Colorado Last Will and Testament Template
This Last Will and Testament is made in accordance with the laws of the State of Colorado.
I, [Your Full Name], residing at [Your Address], being of sound mind, do hereby declare this document to be my Last Will and Testament. I revoke all prior wills and codicils made by me.
Article I: Identification
I am of legal age to make this will and am a resident of the State of Colorado. I am not married, but if I should marry in the future, this will shall remain in effect unless I specifically revoke it.
Article II: Appointment of Executor
I hereby appoint [Executor's Full Name] of [Executor's Address] as the Executor of this will.

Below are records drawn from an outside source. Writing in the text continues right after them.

PR #4942, opened 2025-06-27
Don't log variables (un)set + raw output of `module` command when cleaning up fake module

### LINKED ISSUE #4937: Remove output of module commands in log files
The output of the lmod command in the log makes the test report file miss (almost) all important info. E.g.: https://gist.github.com/Flamefire/704e041f5696e98b6b8ecb0ef98ec02f

I.e. there is a large chunk of those:
```
del os.environ["_ModuleTable071_"]
os.environ["_ModuleTable072_"] = ''
del os.environ["_ModuleTable072_"]
<etc>
...
_mlstatus = True

== 2025-06-25 17:00:38,652 run.py:611 INFO Warnings and errors of '/usr/share/lmod/lmod/libexec/lmod ...' shell command (stderr only):

== 2025-06-25 17:00:38,652 run.py:616 INFO Shell command completed successfully (see output above): /usr/share/lmod/lmod/libexec/lmod python unload TensorFlow/2.18.1-CUDA-12.6.0
== 2025-06-25 17:00:38,655 environment.py:93 INFO Environment variable LD_LIBRARY_PATH set to /software/protobuf/28.0-GCCcore-13.3.0/lib:/software/Abseil/20240722.0-GCCcore-13.3.0/lib:/software/snappy/1.2.1-GCCcore-13.3.0/lib:/software/libpng/1.6.43-GCCcore-13.3.0/lib:/software/nsync/1.29.2-GCCcore-13.3.0/lib:/software/libjpeg-turbo/3.0.1-GCCcore-13.3.0/lib:/software/JsonCpp/1.9.5-GCCcore-13.3.0/lib:/software/giflib/5.2.1-GCCcore-13.3.0/lib:/software/flatbuffers/24.3.25-GCCcore-13.3.0/lib:/software/double-conversion/3.3.0-GCCcore-13.3.0/lib:/software/HDF5/1.14.5-gompi-2024a/lib:/software/Szip/2.1.1-GCCcore-13.3.0/lib:/software/SciPy-bundle/2024.05-gfbf-2024a/lib/python3.12/site-packages/numpy/core/lib:/software/genoa/r24.04/NCCL/2.22.3-GCCcore-13.3.0-CUDA-12.6.0/lib:/software/genoa/r24.04/GDRCopy/2.4.1-GCCcore-13.3.0/lib:/software/cuDNN/9.5.0.50-CUDA-12.6.0/lib:/software/CUDA/12.6.0/nvvm/lib64:/software/CUDA/12.6.0/extras/CUPTI/lib64:/software/CUDA/12.6.0/targets/x86_64-linux/lib:/software/Boost/1.85.0-GCC-13.3.0/lib:/software/ICU/75.1-GCCcore-13.3.0/lib:/software/zstd/1.5.6-GCCcore-13.3.0/lib:/software/lz4/1.9.4-GCCcore-13.3.0/lib:/software/gettext/0.22.5-GCCcore-13.3.0/lib:/software/libiconv/1.17-GCCcore-13.3.0/lib:/software/genoa/r24.04/expat/2.6.2-GCCcore-13.3.0/lib:/software/genoa/r24.04/cURL/8.7.1-GCCcore-13.3.0/lib:/software/genoa/r24.04/Java/11.0.20/lib:/software/genoa/r24.04/Python/3.12.3-GCCcore-13.3.0/lib:/software/genoa/r24.04/libffi/3.4.5-GCCcore-13.3.0/lib64:/software/genoa/r24.04/SQLite/3.45.3-GCCcore-13.3.0/lib:/software/genoa/r24.04/Tcl/8.6.14-GCCcore-13.3.0/lib:/software/genoa/r24.04/libreadline/8.2-GCCcore-13.3.0/lib:/software/genoa/r24.04/ncurses/6.5-GCCcore-13.3.0/lib:/software/genoa/r24.04/bzip2/1.0.8-GCCcore-13.3.0/lib:/software/genoa/r24.04/ScaLAPACK/2.2.0-gompi-2024a-fb/lib:/software/genoa/r24.04/FFTW.MPI/3.3.10-gompi-2024a/lib:/software/genoa/r24.04/FFTW/3.3.10-GCC-13.3.0/lib:/software/genoa/r24.04/FlexiBLAS/3.4.4-GCC-13.3.0/lib:/software/genoa/r24.04/OpenBLAS/0.3.27-GCC-13.3.0/lib:/software/genoa/r24.04/OpenMPI/5.0.3-GCC-13.3.0/lib:/software/genoa/r24.04/UCC/1.3.0-GCCcore-13.3.0/lib:/software/genoa/r24.04/PRRTE/3.0.5-GCCcore-13.3.0/lib:/software/genoa/r24.04/PMIx/5.0.2-GCCcore-13.3.0/lib:/software/genoa/r24.04/libfabric/1.21.0-GCCcore-13.3.0/lib:/software/genoa/r24.04/UCX/1.16.0-GCCcore-13.3.0/lib:/software/genoa/r24.04/libevent/2.1.12-GCCcore-13.3.0/lib:/software/genoa/r24.04/OpenSSL/3/lib:/software/genoa/r24.04/hwloc/2.10.0-GCCcore-13.3.0/lib:/software/genoa/r24.04/libpciaccess/0.18.1-GCCcore-13.3.0/lib:/software/genoa/r24.04/libxml2/2.12.7-GCCcore-13.3.0/lib:/software/genoa/r24.04/XZ/5.4.5-GCCcore-13.3.0/lib:/software/genoa/r24.04/numactl/2.0.18-GCCcore-13.3.0/lib:/software/binutils/2.42-GCCcore-13.3.0/lib:/software/zlib/1.3.1-GCCcore-13.3.0/lib:/software/genoa/r24.04/GCCcore/13.3.0/lib64 (previously undefined)
== 2025-06-25 17:00:38,657 filetools.py:403 INFO Path /tmp/easybuild-tmp/eb-gehzfysz/tmp7vzo8jyc successfully removed.
== 2025-06-25 17:00:38,657 environment.py:93 INFO Environment variable _ModuleTable002_ set to IjAyMDI0MDcyMi4qemZpbmFsIiwKfSwKQmF6ZWwgPSB7CmZuID0gIi9kYXRhL2hvcnNlL3dzL3MzMjQ4OTczLUVhc3lCdWlsZC9lYXN5YnVpbGQtZ2Vub2EvbW9kdWxlcy9hbGwvQ29tcGlsZXIvR0NDY29yZS8xMy4zLjAvQmF6ZWwvNi41LjAtSmF2YS0xMS5sdWEiLApmdWxsTmFtZSA9ICJCYXplbC82LjUuMC1KYXZhLTExIiwKbG9hZE9yZGVyID0gMjcsCnByb3BUID0ge30sCnN0YWNrRGVwdGggPSAwLApzdGF0dXMgPSAiYWN0aXZlIiwKdXNlck5hbWUgPSAiQmF6ZWwvNi41LjAtSmF2YS0xMSIsCndWID0gIjAwMDAwMDAwNi4wMDAwMDAwMDUuKmphdmEuKnpmaW5hbC0uMDAwMDAwMDExLip6ZmluYWwiLAp9LApCb29zdCA9IHsKZm4gPSAiL2RhdGEvaG9yc2Uvd3MvczMyNDg5 (previous value: 'LjAwMDAwMDAwNS4qamF2YS4qemZpbmFsLS4wMDAwMDAwMTEuKnpmaW5hbCIsCn0sCkJvb3N0ID0gewpmbiA9ICIvZGF0YS9ob3JzZS93cy9zMzI0ODk3My1FYXN5QnVpbGQvZWFzeWJ1aWxkLWdlbm9hL21vZHVsZXMvYWxsL0NvbXBpbGVyL0dDQy8xMy4zLjAvQm9vc3QvMS44NS4wLmx1YSIsCmZ1bGxOYW1lID0gIkJvb3N0LzEuODUuMCIsCmxvYWRPcmRlciA9IDQ2LApwcm9wVCA9IHt9LApyZWZfY291bnQgPSAxLApzdGFja0RlcHRoID0gMSwKc3RhdHVzID0gImFjdGl2ZSIsCnVzZXJOYW1lID0gIkJvb3N0LzEuODUuMCIsCndWID0gIjAwMDAwMDAwMS4wMDAwMDAwODUuKnpmaW5hbCIsCn0sCkN5dGhvbiA9IHsKZm4gPSAiL2RhdGEvaG9yc2Uvd3MvczMyNDg5NzMtRWFzeUJ1')
== 2025-06-25 17:00:38,657 environment.py:93 INFO Environment variable __LMOD_REF_COUNT_MODULEPATH set to /modules/all:1;/modules/all/MPI/GCC/13.3.0/OpenMPI/5.0.3:1;/software/modules/genoa/r24.04/all/MPI/GCC/13.3.0/OpenMPI/5.0.3:1;/modules/all/Compiler/GCC/13.3.0:1;/software/modules/genoa/r24.04/all/Compiler/GCC/13.3.0:1;/modules/all/Compiler/GCCcore/13.3.0:1;/software/modules/genoa/r24.04/all/Compiler/GCCcore/13.3.0:1;/modules/all/Core:1;/home/s3248973/.local/EasyBuildDev/modules:1;/software/modules/genoa/r24.04/all:1;/software/modules/genoa/r24.04/all/Core:1;/software/modules/releases/genoa:1 (previous value: '/modules/all/MPI/GCC/13.3.0/OpenMPI/5.0.3:2;/software/modules/genoa/r24.04/all/MPI/GCC/13.3.0/OpenMPI/5.0.3:2;/modules/all/Compiler/GCC/13.3.0:2;/software/modules/genoa/r24.04/all/Compiler/GCC/13.3.0:2;/modules/all/Compiler/GCCcore/13.3.0:2;/software/modules/genoa/r24.04/all/Compiler/GCCcore/13.3.0:2;/modules/all/Core:1;/tmp/easybuild-tmp/eb-gehzfysz/tmp7vzo8jyc/all/MPI/GCC/13.3.0/OpenMPI/5.0.3:1;/modules/all:1;/home/s3248973/.local/EasyBuildDev/modules:1;/software/modules/genoa/r24.04/all:1;/software/modules/genoa/r24.04/all/Core:1;/software/modules/releases/genoa:1')
<etc>
...
```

If this person is unable or unwilling to serve, I appoint [Alternate Executor's Full Name] of [Alternate Executor's Address] as the alternate Executor.
Article III: Disposition of Property
Upon my death, I direct that my estate be distributed as follows:
- To [Beneficiary's Full Name], I give [specific property or amount].
- To [Beneficiary's Full Name], I give [specific property or amount].
- To [Beneficiary's Full Name], I give [specific property or amount].
Article IV: Guardianship of Minor Children
If I have minor children at the time of my death, I appoint [Guardian's Full Name] of [Guardian's Address] as the guardian of my children. If this person is unable or unwilling to serve, I appoint [Alternate Guardian's Full Name] of [Alternate Guardian's Address] as the alternate guardian.
Article V: Miscellaneous Provisions
This will shall be governed by the laws of the State of Colorado. If any provision of this will is found to be invalid or unenforceable, the remaining provisions shall continue in full force and effect.
In witness whereof, I have hereunto set my hand this [Day] day of [Month, Year].
______________________________
[Your Full Name], Testator
Witnesses:
We, the undersigned witnesses, hereby declare that the above-named Testator signed this Last Will and Testament in our presence, and we affirm that the Testator is of sound mind and free from undue influence.
- ______________________________
[Witness 1 Full Name]
[Witness 1 Address]
- ______________________________
[Witness 2 Full Name]
[Witness 2 Address]
Signed in the presence of the above witnesses on this [Day] day of [Month, Year].